** Task item **
Each entry must appear in the answer exactly as it does here.

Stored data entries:
+++

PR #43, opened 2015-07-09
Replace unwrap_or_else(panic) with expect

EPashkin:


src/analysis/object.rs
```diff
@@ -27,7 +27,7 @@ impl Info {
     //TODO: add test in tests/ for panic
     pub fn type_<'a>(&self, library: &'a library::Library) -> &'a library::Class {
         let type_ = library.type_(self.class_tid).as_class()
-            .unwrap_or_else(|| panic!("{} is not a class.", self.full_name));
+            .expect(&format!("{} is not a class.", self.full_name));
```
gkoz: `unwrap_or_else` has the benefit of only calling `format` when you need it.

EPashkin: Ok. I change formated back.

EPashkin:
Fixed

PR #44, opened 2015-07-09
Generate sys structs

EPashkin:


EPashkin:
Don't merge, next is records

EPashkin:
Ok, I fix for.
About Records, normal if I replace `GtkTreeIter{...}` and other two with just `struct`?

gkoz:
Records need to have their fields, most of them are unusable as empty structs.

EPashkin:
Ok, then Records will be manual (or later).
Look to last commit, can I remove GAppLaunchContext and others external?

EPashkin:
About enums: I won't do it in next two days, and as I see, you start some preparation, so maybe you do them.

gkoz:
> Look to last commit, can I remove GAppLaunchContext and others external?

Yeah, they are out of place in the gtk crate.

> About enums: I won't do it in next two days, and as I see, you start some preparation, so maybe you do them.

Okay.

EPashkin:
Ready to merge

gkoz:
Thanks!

+++

** Result for this exercise **
PR #43, opened 2015-07-09
Replace unwrap_or_else(panic) with expect

EPashkin:


src/analysis/object.rs
```diff
@@ -27,7 +27,7 @@ impl Info {
     //TODO: add test in tests/ for panic
     pub fn type_<'a>(&self, library: &'a library::Library) -> &'a library::Class {
         let type_ = library.type_(self.class_tid).as_class()
-            .unwrap_or_else(|| panic!("{} is not a class.", self.full_name));
+            .expect(&format!("{} is not a class.", self.full_name));
```
gkoz: `unwrap_or_else` has the benefit of only calling `format` when you need it.

EPashkin: Ok. I change formated back.

EPashkin:
Fixed

PR #44, opened 2015-07-09
Generate sys structs

EPashkin:


EPashkin:
Don't merge, next is records

EPashkin:
Ok, I fix for.
About Records, normal if I replace `GtkTreeIter{...}` and other two with just `struct`?

gkoz:
Records need to have their fields, most of them are unusable as empty structs.

EPashkin:
Ok, then Records will be manual (or later).
Look to last commit, can I remove GAppLaunchContext and others external?

EPashkin:
About enums: I won't do it in next two days, and as I see, you start some preparation, so maybe you do them.

gkoz:
> Look to last commit, can I remove GAppLaunchContext and others external?

Yeah, they are out of place in the gtk crate.

> About enums: I won't do it in next two days, and as I see, you start some preparation, so maybe you do them.

Okay.

EPashkin:
Ready to merge

gkoz:
Thanks!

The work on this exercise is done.